In this essay, the author

  • Explains that the apgar score is named after its founder dr. virginia agar, an obstetrical anesthesiologist who was interested in the effects of anesthesia while a mother was in labor.
  • Explains that virginia apgar was born in 1909 in westfield, new jersey. she attended mount holyoke college in massachusetts and then studied medicine at columbia university in the 1930s.
  • Explains dr. virginia apgar's interest in obstetrical anesthesia, studying the effects it had on the mother and unborn child since fetal monitors were not yet invented and newborns weren't given attention right after birth.
  • Explains that the apgar score is a quick test that is done to determine the newborn's condition.

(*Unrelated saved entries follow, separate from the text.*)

PR #252, opened 2026-06-18
fix(genmanifest): exclude generated Go from digest; gate before regen

mparrett:
This PR now does two things; the second is the real fix.

`ci(genmanifest): fail manifest gate before regeneration` — the original intent: a non-mutating front gate (`make check-generated-manifest`) so CI fails before `lgbgen` can rewrite the manifest and mask drift. Wired into `check-generated` and the build job.

`fix(genmanifest): exclude generated Go from the source digest` — what the gate exposed. `generated.sums` hashes every `.go` under `cmd/lgbgen`, which sweeps in `cmd/lgbgen/main_gogen_ir.go`, the gitignored gogen_ir wireup `lgbgen` emits. That's a build artifact, not a source; the Makefile already calls the gogen_ir wireup "NOT committed ... a build artifact." It's absent on a clean checkout, present only after a generation run. So the digest wasn't checkout-independent: a sum recorded post-generate (`c5e0c94f`, wireup hashed in) can't match a pre-generation check (`f82ff7e4`, without it). The fix skips files with the standard `// Code generated ... DO NOT EDIT.` marker and refreshes the sum to the clean value.

Correction to my note on #247: I said the digest was "pure source hashing ... every machine computes the same value." That held only on a clean checkout where the wireup is absent. The second commit makes it true in general.

Verified locally (rebased on `main`): the gate passes with and without the wireup on disk; `go test ./pkg/genmanifest` (including a new exclusion test); `go vet`; and `linux/amd64`, `js/wasm`, and `plan9/amd64` cross-builds.


mparrett:
**Codex Findings (5.5-high)**

[P1] CI currently masks stale `pkg/rt/generated.sums` rather than proving it was committed fresh. `.github/workflows/go.yml:37` runs `go generate ./pkg/rt/` before `go test`, so `pkg/genmanifest/staleness_test.go:20` sees the regenerated manifest, not the checkout state. The dedicated check has the same shape: `.github/workflows/go.yml:134` runs `make check-generated`, and `Makefile:223-225` regenerates with `lgbgen --target=both` before checking bundle bytes. `cmd/lgbgen/main.go:476` / `:483-499` refreshes `generated.sums`, so stale manifest drift can pass CI. PR #252 demonstrates that gap.

No issue with the PR’s actual one-line manifest refresh: `fb55e8...` to `6d9cf...` is exactly the kind of deterministic digest-only change I’d expect. All PR checks are now green and the PR is mergeable.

  • Explains that apgar is an acronym for what is tested. it measures a-apperance, p-pulse, g-grimace response, aactivity and muscle tone, and r-respiration.
  • Explains dr. apgar was the first one to successfully catheterize a newborn's umbilical artery to measure pressure, which helped assess the effects of maternal anesthesia on the newborn.
  • Narrates how the director of march of dimes promoted the rubella vaccine after an outbreak of birth defects and infant deaths, and effective use of rh immune globulin (rhogam) in pregnant women.
  • Narrates how the march of dimes' 15 years of education, research, publications, and program development led to the first committee on perinatal health, which planned for 4 years to improve maternal-fetal health.
  • Explains that virginia apgar died in 1974, was memorialized on a postage stamp issued by the american academy of pediatrics, and was inducted into the national women’s hall of fame.
  • Explains dr. virginia apgar made a great impact in the medical field. she was devoted to her work, from birth defects to public health education and fundraising for research.
  • Cites the national library of medicine's changing the face of medicine: virginia apgar. nih medline plus. 2010.